The (Cleveland) Plain Dealer

Over the years, people have been sickened by stories of a newborn baby abandoned in a trash cans or left in a toilet during the school prom.

One of the answers cropping up across the country, and recently in Summit County, is a return to an ancient practice of allowing desperate mothers to abandon their babies in safe places without fear of prosecution.

All Summit County hospitals are part of the program, called A Safe Place for Newborns. It will accept uninjured babies less than 3 days old, as long as their mothers fill out a lengthy medical form. Neither mother nor baby must be from Summit County.

Although reviving that practice might touch the lives of only a few babies each year, it could make the difference between life or death for abandoned infants and prevent a lifetime of neglect and abuse for children who leave the hospital with mothers who don’t want them.

The Columbus Dispatch

The promise of Ohio’s charter schools is rooted in their freedom from many of the state regulations that bind other public schools.

But without that most fundamental ability, the ability to read, children simply will not be able to play a productive role in society. All the academic flexibility and creativity in the world won’t make up for illiteracy. And so charter schools should be required to handle those students who fail the fourth-grade reading test in the same manner as do traditional schools.

Under current state law, beginning next school year, those fourth-graders who don’t pass the reading section of the fourth-grade proficiency test will remain in that grade indefinitely. The law applies to traditional public and private schools, but charter schools now enjoy a loophole that exempts them from holding back children who fail.

Now, as the state mulls changing the way proficiency tests are implemented, it’s time to hold charter schools to the same standard as all other schools on this most fundamental requirement.

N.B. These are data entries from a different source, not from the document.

PR #1977, opened 2023-06-01
Use x/exp/slices, and other small cleanups

mtrmac:
Use x/exp/slices, just like other code in c/image; that will allow us to trivially switch to the standard-library `slices` package coming in Go 1.21.

Also includes other small cleanups in related code.


flouthoc (approved):
LGTM
/lgtm

PR #1982, opened 2023-06-04
copy/multiple: split selection of images to be copied in `copyMultipleImages`

flouthoc:
Following PR splits `copyMultipleImages` into a new function called `prepareEditList` which returns a list of `ListEdit`.

`prepareEditList` does that in these two steps

* How to copy via `ListOperation`
* What to copy by the content of the returned list slice of `ListEdit`

See newly added unit test to see how it is used.


flouthoc:
@mtrmac PTAL

mtrmac (commented):
This works well enough right now, but it will ~immediately need to be replaced when implementing the “add a new Zstd variant” feature; there’s no _clean_ way to represent that.

We could hack that with `ListOperation: ListOpAdd, AddDigest: theOldDigestToConvert`; that would be ugly, but it would work _once_ for the “add a Zstd variant” feature. But then someone may want an “add a gzip variant”… and we are missing a field where to recordwhat kind of modification we should make.

So I think it’s cleaner to add a separate struct immediately, like the original version of #1883 did e.g. in https://github.com/containers/image/commit/941cd13913ad500bda63b05c86bcfd546995b4c3 .

copy/multiple.go
```diff
@@ -12,11 +12,35 @@ import (
...
 	"golang.org/x/exp/slices"
 )
 
+// prepareEditList prepares a list of instances which needs to edited without setting their content,
+// reason is to be able to test `what and how to add/edit` in the manifest list
+func prepareEditList(instanceDigests []digest.Digest, options *Options) ([]internalManifest.ListEdit, int) {
+	imagesToCopy := len(instanceDigests)
+	if options.ImageListSelection == CopySpecificImages {
+		imagesToCopy = len(options.Instances)
+	}
```
mtrmac, line 27: (Assuming we build a list of copies to perform, `imagesToCopy` will be just a `len(theReturnedList)` and wil not need to be computed separately.)

flouthoc:
@mtrmac How about new struct could look like this ?

```go
type addOperation int

const (
	addop_compress_gzip addOperation = iota
	addop_compress_zstd
)

type instanceCopy struct {
        instance internal.ListEdit
        addOp addOperation
}

```

mtrmac:
- That structure wouldn’t allow a non-converting copy that just copies layers as is
- I don’t know what `prepareEditList` would fill in for most of the fields of `instance`.


---

I was thinking vaguely
```go
/* enum instanceCopyKind {
   instanceCopyCopy // a single copy, replacing the original
   instanceCopyClone // creating a new copy of the original, not replacing it
} */

type instanceCopy {
   op instanceCopyKind
   sourceDigest // digest in the source == instance ID
   // otherCopyOptions: for now maybe just
   forceZstd bool
}
```

That’s assuming that after we do an instance copy, we have some _other_ code to determine that we need to adjust the Zstd annotation, and that the annotation update doesn’t need to be represented here.

Maybe we don’t need a new `instanceCopyKind` enum (for now? at all?), just a `clone bool` (or `createCloneInstance`?) would be sufficient.

copy/multiple.go
flouthoc: Done.

copy/multiple.go
```diff
@@ -12,11 +12,42 @@ import (
...
+type instanceCopyKind int
+
+const (
+	InstanceCopyCopy instanceCopyKind = iota
+	InstanceCopyClone
+)
+
+type instanceCopy struct {
+	op           instanceCopyKind
+	sourceDigest digest.Digest
```
flouthoc, line 30: will add `forceZstd` later on when the feature is actually going to be here.

copy/multiple.go
```diff
@@ -12,11 +12,42 @@ import (
...
 	imgspecv1 "github.com/opencontainers/image-spec/specs-go/v1"
 	"github.com/sirupsen/logrus"
 	"golang.org/x/exp/slices"
 )
 
+type instanceCopyKind int
+
+const (
+	InstanceCopyCopy instanceCopyKind = iota
+	InstanceCopyClone
```
mtrmac, line 25: Make this private please

copy/multiple.go
```diff
@@ -88,34 +119,31 @@ func (c *copier) copyMultipleImages(ctx context.Context, policyContext *signatur
...
+		// populate necessary fields.
+		if instance.op == InstanceCopyCopy {
+			logrus.Debugf("Copying instance %s (%d/%d)", instance.sourceDigest, i+1, len(instanceDigests))
+			c.Printf("Copying image %s (%d/%d)\n", instance.sourceDigest, instancesCopied+1, imagesToCopy)
+			unparsedInstance := image.UnparsedInstance(c.rawSource, &instanceCopyList[i].sourceDigest)
+			updatedManifest, updatedManifestType, updatedManifestDigest, err := c.copySingleImage(ctx, policyContext, options, unparsedToplevel, unparsedInstance, &instanceCopyList[i].sourceDigest)
+			if err != nil {
+				return nil, fmt.Errorf("copying image %d/%d from manifest list: %w", instancesCopied+1, imagesToCopy, err)
+			}
+			instancesCopied++
```
mtrmac, line 138: `instancesCopied` is now equal to `i` or `i + 1`; maybe we don’t need the `instancesCopied` and `imagesToCopy` variables, I’m not sure.

copy/multiple.go
```diff
@@ -88,34 +119,31 @@ func (c *copier) copyMultipleImages(ctx context.Context, policyContext *signatur
...
-		if err != nil {
-			return nil, fmt.Errorf("copying image %d/%d from manifest list: %w", instancesCopied+1, imagesToCopy, err)
+	instanceCopyList := prepareCopyInstances(instanceDigests, options)
+	c.Printf("Copying %d of %d images in list\n", len(instanceCopyList), len(instanceDigests))
+	for i, instance := range instanceCopyList {
+		// Update instances to be edited by their `ListOperation` and
+		// populate necessary fields.
+		switch instance.op {
+		case instanceCopyCopy:
+			logrus.Debugf("Copying instance %s (%d/%d)", instance.sourceDigest, i+1, len(instanceDigests))
```
mtrmac, line 130: This matches previous practice, but saying (index of image in copies / total instances) doesn’t make that much sense, because the nominator and denominator count different things.

So I think making the denominator `len(instanceCopyList)` makes more sense, same as the `Printf` below.

copy/multiple_test.go
```diff
@@ -0,0 +1,36 @@
...
+	"testing"
+
+	digest "github.com/opencontainers/go-digest"
+	"github.com/stretchr/testify/assert"
+)
+
+func TestPrepareCopyInstances(t *testing.T) {
+	// Test CopyAllImages
+	options := Options{}
+	instances := []digest.Digest{
```
mtrmac, line 13: (Absolutely non-blocking: Maybe
```suggestion
	sourceInstances := []digest.Digest{
```
)

copy/multiple_test.go
```diff
@@ -0,0 +1,36 @@
...
+import (
+	"testing"
+
+	digest "github.com/opencontainers/go-digest"
+	"github.com/stretchr/testify/assert"
+)
+
+func TestPrepareCopyInstances(t *testing.T) {
+	// Test CopyAllImages
+	options := Options{}
```
mtrmac, line 12: (Absolutely non-blocking: This can be inlined into the only user.)

copy/multiple_test.go
```diff
@@ -0,0 +1,36 @@
...
+	assert.Equal(t, instancesToCopy[2].sourceDigest, instances[2])
+
+	// Test with CopySpecific Images
+	copyOnly := []digest.Digest{
+		digest.Digest("sha256:aaaaaaaaaaaaaaaaaaaaaaaaaaaaaaaaaaaaaaaaaaaaaaaaaaaaaaaaaaaaaaaa"),
+	}
+	options = Options{
+		Instances:          copyOnly,
+		ImageListSelection: CopySpecificImages,
+	}
```
mtrmac, line 32: (Absolutely non-blocking: This can be inlined into the only user.)

mtrmac (commented):
Thanks! A few more cleanups, please.

flouthoc:
@mtrmac PTAL again :)

mtrmac (approved):
Thanks! LGTM.

flouthoc:

PR #1983, opened 2023-06-04
Simple docker unit tests with network faking

pgillich:
These unit tests are faking network responses from docker repository. So coverage is increased without a real docker repository on the network.


types/types.go
```diff
@@ -671,6 +672,26 @@ type SystemContext struct {
...
 	// CompressionLevel specifies what compression level is used
 	CompressionLevel *int
+
+	// testClientRoundTripper is a http.Client.Transport hook for fake responses
+	testClientRoundTripper http.RoundTripper
+}
+
+// RegisterTestClientRoundTripper registers testClientRoundTripper, if set.
+// Calls Transport.RegisterProtocol.
+func (sys *SystemContext) RegisterTestClientRoundTripper(transport *http.Transport, schemes []string) *http.Transport {
```
mtrmac, line 682: I don’t think the internal unit test implementation should leak to the external API like this.

Instead, unit tests (assuming they don’t span multiple packages) can call the private `newImageSource`/`newImageDestination` with an internal-only extra parameter.

copy/copy_test.go
```diff
@@ -0,0 +1,244 @@
...
+	// More detailed logs (do not push to git)
+	// logrus.SetLevel(logrus.DebugLevel)
+	// logrus.SetFormatter(&logrus.TextFormatter{ForceColors: true})
+
+	tempHome, sys := setupTestCase(t)
+	policy := &signature.Policy{
+		Default: []signature.PolicyRequirement{
+			signature.NewPRInsecureAcceptAnything(),
+		},
+		Transports: map[string]signature.PolicyTransportScopes{
```
mtrmac, line 43: With `Default` set, it should be possible to leave this empty.

docker/docker_image_test.go
```diff
@@ -0,0 +1,109 @@
...
+	userRegistriesDirPath := filepath.Join(tempHome, filepath.FromSlash(".config/containers/registries.d"))
+	err = os.MkdirAll(userRegistriesDirPath, 0700)
+	require.NoError(t, err)
+	bigFilesDirPath := filepath.Join(rootDirPath, "containers", "bigcache")
+	err = os.MkdirAll(bigFilesDirPath, 0700)
+	require.NoError(t, err)
+
+	return tempHome, &types.SystemContext{
+		RootForImplicitAbsolutePaths:      rootDirPath,
+		RegistriesDirPath:                 userRegistriesDirPath,
```
mtrmac, line 102: (Setting this to `"/this/does/not/exist"` works well enough for a unit test, without having to actually create a directory.)

mtrmac (commented):
Thanks!

Just to be explicit, most of c/image is currently integration tested via https://github.com/containers/skopeo/tree/main/integration , which is a mandatory part of c/image CI. Are you seeing some real failures, or insufficient coverage there? (It’s quite possible that’s the case.)

Or is there some other specific thing you want to achieve with these tests?

That said, having _fast_ unit tests that trigger failures immediately during development would certainly be useful; it’s just that with the Skopeo tests existing, we couldn’t find the time to do that.

---

Conceptually, I think _unit_ test for the transports like `docker://`, and for the core copy logic in c/image/copy, are independent; a single test for a `docker` → `docker-archive` copy, exercising three separate packages, is really more of an integration test, and doing that at the top level with a Skopeo command seems good enough (given how thin a layer Skopeo itself is over c/image/copy).

---

Managing the fake HTTP responses _manually_ seems to me to be a fairly large hassle, both to potentially extend, and to maintain, e.g. when the real-world responses change or we need to handle more kinds of them.

Compare old https://github.com/containers/image/pull/254 for an alternative — record real-word interactions as files, not as Go code, and if something changes, just re-record them.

The (Warren) Tribune-Chronicle

The U.S. Supreme Court on Nov. 28 took a small step in protecting innocent American citizens from unreasonable searches when it ruled 6-3 that police roadblocks designed to intercept illegal drugs violated the Fourth Amendment.

The Supreme Court has upheld checkpoints aimed at stopping the smuggling of illegal aliens into the United States or getting drunken drivers off the road. The court said that drug checkpoints are different, that their general aim is crime control.

We think the court was right to draw the line.

While people may have less privacy in their cars than in their homes, we do not think police should have the power to stop them without a reason.